Jem works for a service that delivers last words from the dying to the living. Clients record messages, set conditions, pay fees. Jem travels with a battered satchel of envelopes and encrypted drives. She prefers handwritten notes; they feel honest. One day, she receives a delivery to herself. The envelope is unmarked, but instructions are clear: deliver after sunset to Jem. She waits until dusk, heart pounding, and opens it. Inside is a note in her own handwriting: "Stop running routes. Live." Jem suspects a prank until she recognizes the loop of her L. She does not remember writing it.

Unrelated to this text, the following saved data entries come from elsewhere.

PR #946, opened 2023-09-27
[RHELC-1615] Add integration test coverage for EL9 systems

danmyway:
* include EL9 source systems in the integration test coverage

Jira Issues: [RHELC-1615](https://issues.redhat.com/browse/RHELC-1615)

Checklist


danmyway:
packit test --labels el9

tests/integration/tier0/non-destructive/kernel/test_custom_kernel.py
```diff
@@ -67,37 +57,55 @@ def custom_kernel(shell, hybrid_rocky_image):
...
-        custom_kernel_release = CUSTOM_KERNEL.rsplit("/", 1)[-1].replace(".rpm", "")
-        assert shell("rpm -e %s" % custom_kernel_release).returncode == 0
-
-        original_kernel = os.popen("rpm -q --last kernel | head -1 | cut -d ' ' -f1").read()
-        original_kernel_release = original_kernel.rsplit("/")[-1].replace(".rpm", "").split("-")[-1]
-
+        # This is kind of naive, but we assume the second latest installed kernel is the original one
+        # We use head to filter the first two lines of the output and tail to filter the bottom line
+        original_kernel = os.popen("rpm -q --last kernel | head -2 | tail -1 | cut -d ' ' -f1").read().strip()
+        original_kernel_title = _get_full_kernel_title(shell, kernel=original_kernel.replace("kernel-", ""))
```
kokesak, line 92: Can't we save the original kernel to a variable before the reboot? I mean somewhere before the if statement (if os.environ["TMT_REBOOT_COUNT"] == "0":)? If not, I suggest creating a tmp file on the system that would hold this information

tests/integration/tier1/destructive/proxy-conversion/test_proxy_conversion.py
```diff
@@ -91,36 +92,29 @@ def setup_rhsm(shell):
...
-            ).returncode
-            == 0
-        )
-        # On CentOS 8.5 we need to replace the $releasever in the url to 8.5,
-        # otherwise the dnf will complain with dependency issues.
-        if "centos-8" in SYSTEM_RELEASE_ENV:
-            shell(r"sed -i 's#\$releasever#8.5#' /etc/yum.repos.d/client-tools.repo")
+
+    client_tools_repo = ""
+    if re.match(r"^(centos|oracle)-7", SYSTEM_RELEASE_ENV):
```
kokesak, line 97: maybe we could use the `SystemInformationRelease.version.major == X` here instead of the `SYSTEM_RELEASE_ENV`. But that is just a thought, no need to change it

kokesak (commented):
Great work on this @danmyway , I went over it and added my suggestions to certain parts.

tests/integration/tier0/destructive/isolated-system-conversion/prepare_system.py
```diff
@@ -3,7 +3,7 @@
 
 import pytest
 
-from conftest import TEST_VARS, SystemInformationRelease
+from conftest import TEST_VARS, SystemInformationRelease, _get_full_kernel_title, grub_setup_workaround
```
SerCantus, line 6: `_get_full_kernel_title` is a private function and should not be imported.

plans/tier1.fmf
```diff
@@ -189,6 +189,13 @@ adjust+:
                     - changed-grub-file/valid_changes_to_grub_file
 
         /changed_grub_invalid:
+            adjust+:
+                - enabled: false
+                  when: distro == alma-8-latest and boot_method == uefi
+                  because: The changes to the grub file result in a unbootable system.
+                - enabled: false
+                  when: distro == alma-9, rocky-9, oracle-9
+                  because: The changes break the conversion or the bootloader at the moment.
```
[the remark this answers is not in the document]
danmyway: That is intentional, it either breaks the conversion, so it won't finish at all, or the conversion reports as successful, but the system is unbootable after the next reboot.

tests/integration/conftest.py
```diff
@@ -443,12 +449,16 @@ def remove_repositories(shell, backup_directory):
     backup_dir = os.path.join(backup_directory, "repos")
     shell(f"mkdir {backup_dir}")
     # Move all repos to other location, so it is not being used
-    assert shell(f"mv /etc/yum.repos.d/* {backup_dir}").returncode == 0
+    assert shell(f"mv -v /etc/yum.repos.d/* {backup_dir}").returncode == 0
     assert len(os.listdir("/etc/yum.repos.d/")) == 0
+    assert os.path.exists("/etc/yum.repos.d")
```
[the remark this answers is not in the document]
danmyway: yeah, that makes sense, good catch, thanks!

tests/integration/conftest.py
```diff
@@ -443,12 +449,16 @@ def remove_repositories(shell, backup_directory):
...
 
     yield
 
     if "C2R_TESTS_NONDESTRUCTIVE" in os.environ:
+        # Make sure the reposdir is present
+        # It gets removed with the *-release package on EL9 systems
+        shell("mkdir /etc/yum.repos.d")
```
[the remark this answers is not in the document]
danmyway: TBH, I don't really care if it errors out or not, but you're right, it would be nicer if it would not yield error 90 % of the cases :D

tests/integration/conftest.py
```diff
@@ -525,13 +538,10 @@ def pre_registered(shell, request, yum_conf_exclude):
...
 
     if "oracle" in SYSTEM_RELEASE_ENV:
-        # Remove the rhn-client-tools package to make way for subscription-manager installation
-        # given subman is obsoleted by the rhn-client-tools on Oracle
-        shell("yum remove -y rhn-client-tools")
         # Add the client-tools repository for Oracle linux to install subscription-manager from
         _add_client_tools_repo(shell)
 
-    assert shell("yum install -y subscription-manager").returncode == 0
+    assert shell("yum install --setopt=obsoletes=0 -y subscription-manager").returncode == 0
```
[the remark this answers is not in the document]
danmyway: Well, the obsolete flag apparently does not work on Oracle 7 for some reason, so I'll probably move back to removing the rhn-client-tools pkg.

tests/integration/conftest.py
```diff
@@ -689,41 +672,45 @@ def kernel(shell):
...
+        # an older repo. This should only happen when Alma and Rocky has just landed on
+        # a fresh minor version.
+        elif shell("yum downgrade kernel -y").returncode != 0:
+            # Assuming this can only happen with Alma and Rocky we'll try to install an older kernel
+            # from a previous minor version.
+            # For that we need to use the vault url and bump te current minor down one version.
+            major_ver = SystemInformationRelease.version.major
+            minor_ver = SystemInformationRelease.version.minor
+            minor_ver -= 1
+            if minor_ver < 0:
```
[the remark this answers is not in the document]
danmyway: I guess `if minor_ver == 0:` would work as well.
We can't have lower minor version than 0 "naturally" anyway.

tests/integration/conftest.py
```diff
@@ -689,41 +672,45 @@ def kernel(shell):
...
+            if SystemInformationRelease.distribution == "alma":
+                old_repo = f"https://vault.almalinux.org/{releasever}/BaseOS/x86_64/os/"
+            elif SystemInformationRelease.distribution == "rocky":
+                old_repo = f"https://dl.rockylinux.org/vault/rocky/{releasever}/BaseOS/x86_64/os/"
+            # Install the kernel from the url
+            shell(f"yum install kernel -y --repofromurl 'oldrepo,{old_repo}'")
+
+        # Get the oldest kernel VRA
+        # Sort the versions numerically by each item using
+        oldest_kernel = shell("rpm -q kernel | awk -F'kernel-' '{print $2}' | rpmdev-sort | head -1").output.strip()
```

Her boss shrugs, says sometimes clients send messages to their future selves. Jem takes a day off for the first time in years. She sits in a park, watches people receive her deliveriesātears, laughter, silence. She realizes she has been ferrying closure for others while denying herself any. She writes a letter to her brother, estranged since their father's funeral, apologizing. She schedules it for delivery to herself tomorrow, forcing her to read her own words aloud. The next day, she cries, then calls him. The company frowns on employees meddling, but Jem decides to change the job. She suggests adding a living messages option: things people should say while they can. Uptake is slow, then steady. Less work for death, more for life. Jem still carries the satchel, lighter now, filled with words that do not wait for funerals. On quiet nights, she rereads the note to herself, making sure she is still listening.
Years later, the company rebrands to Courier of Important Words, dropping "last." Jem becomes a trainer, teaching couriers to deliver empathy with envelopes. She keeps her original satchel hanging by the door, scuffed and retired. Inside rests one unopened letter with no delivery date. She knows it is from future Jem. She is not ready to read it. The restraint feels like a promise to keep living loudly enough that last words can wait.